In 1861 the prototype 15-inch Rodman gun was delivered to Fort Monroe and was subsequently fired 350 times in testing. This weapon (Fort Pitt Foundry No. 1 of 1861) is displayed at the fort as of 2018; a plaque states that it was test fired for President Lincoln and was nicknamed the "Lincoln gun". This type of weapon was deployed for coastal defense during the war (an 1862 map shows an external battery of them at Fort Monroe) and more widely deployed following the war.[25]
1862
In March 1862, the naval Battle of Hampton Roads took place off Sewell's Point between two early ironclad warships, CSS Virginia and USS Monitor. While the outcome was inconclusive, the battle marked a change in naval warfare and the end to wooden fighting ships.
Later that spring, the continuing presence of the Union Navy based at Fort Monroe enabled federal water transports from Washington, D.C., to land unmolested to support Major General George B. McClellan's Peninsula Campaign.

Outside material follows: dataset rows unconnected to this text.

PR #3042, opened 2024-02-05
Scx1332/tokenrefaktor

scx1332:


core/payment/src/api/allocations.rs
```diff
@@ -32,187 +33,252 @@ const DEFAULT_TESTNET_NETWORK: NetworkName = NetworkName::Holesky;
...
+                        token: default_token,
+                    }
                 }
-            } else {
-                log::debug!(
-                    "Network not specified and token not specified, using default {}",
-                    DEFAULT_TESTNET_NETWORK
-                );
-                DEFAULT_TESTNET_NETWORK.into()
-            }
```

Formed at Fort Monroe, McClellan's troops moved up the Virginia Peninsula during the spring of 1862, reaching within a few miles of the gates of Richmond about 80 miles to the west by June 1. For the next 30 days, they laid siege to Richmond. Then, during the Seven Days Battles, McClellan fell back to the James River well below Richmond, ending the campaign. Fortunately for McClellan, during this time, Union troops regained control of Norfolk, Hampton Roads, and the James River below Drewry's Bluff (a strategic point about 8 miles south of Richmond).

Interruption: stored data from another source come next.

PR #3050, opened 2024-02-12
payments with signed content

staszek-krotki:


core/model/src/driver.rs
```diff
@@ -517,17 +517,39 @@ impl RpcMessage for SignPayment {
     type Error = GenericError;
 }
 
+// ************************ SIGN PAYMENT ************************
+
+#[derive(Clone, Debug, Serialize, Deserialize)]
+pub struct SignPaymentCanonicalized(pub Payment);
```
nieznanysprawiciel, line 523:
```suggestion
/// We sign canonicalized version of `Payment` struct, so although we could make new struct compatible in terms of deserialization, the signature would be incorrect. That's why we need separate endpoint.
#[derive(Clone, Debug, Serialize, Deserialize)]
pub struct SignPaymentCanonicalized(pub Payment);
```

core/payment-driver/base/src/bus.rs
```diff
@@ -74,6 +74,9 @@ pub async fn bind_service<Driver: PaymentDriver + 'static>(
         .bind_with_processor(
             move |_, dr, c, m| async move { dr.sign_payment( c, m).await }
         )
+        .bind_with_processor(
+            move |_, dr, c, m| async move { dr.sign_payment_canonicalized(c, m).await }
+        )
```
nieznanysprawiciel, line 79: I would reverse naming in driver.
`sign_payment` is our basic version so it should do the canonicalization.
And we need second function `sign_legacy` or maybe some better name.

core/model/Cargo.toml
```diff
@@ -50,3 +39,4 @@ structopt = "0.3"
 strum = "0.24"
 strum_macros = "0.24"
 thiserror = "1.0.9"
+serde_json_canonicalizer = "0.2.0"
```
nieznanysprawiciel, line 42: Is it really necessary here? I think it is unused

core/payment/src/service.rs
```diff
@@ -1073,7 +1074,43 @@ mod public {
...
+        let payment = msg.payment;
+        let signature = msg.signature;
+        if sender_id != payment.payer_id.to_string() {
+            return Err(SendError::BadRequest("Invalid payer ID".to_owned()));
+        }
+
+        let platform = payment.payment_platform.clone();
+        let amount = payment.amount.clone();
+        let num_paid_invoices = payment.agreement_payments.len() as u64;
+        match processor
```
nieznanysprawiciel, line 1110: Is the implementation similar to `send_payment`?
I think you should unify implementations and call one function from another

Beginning in 1862 Fort Monroe was also used as a transfer point for mail exchange. Mail sent from states in the Confederacy addressed to locations in the Union had to be sent by flag-of-truce and could only pass through at Fort Monroe where the mail was opened, inspected, resealed, marked and sent on. Prisoner of war mail from Union soldiers in Confederate prisons was required to be passed through this point for inspection.[26][27]
1864–1867
In 1864, the Union Army of the James under Major General Benjamin Butler was formed at Fort Monroe. The 2nd Regiment, United States Colored Cavalry, mustered in at Fort Monroe on December 22, 1864,[28] and the 1st Regiment, United States Colored Cavalry mustered in the same day at nearby Camp Hamilton.[29] The Siege of Petersburg during 1864 and 1865 was supported on the James River from a base at City Point (now Hopewell, Virginia). Maintaining the control of Hampton Roads at Fort Monroe and Fort Wool was crucial to the naval support Grant required for the successful Union campaign to take Petersburg, which was the key to the fall of the Confederate capital at Richmond. As Petersburg fell, Richmond was evacuated in 1865 on the night of April 2–3. That night, Confederate President Jefferson Davis and his cabinet escaped Richmond, taking the Richmond and Danville Railroad to move first to Danville and then North Carolina. However, the cause was lost, and Confederate General Robert E. Lee surrendered what was left of the Army of Northern Virginia to Grant at Appomattox Court House the following week.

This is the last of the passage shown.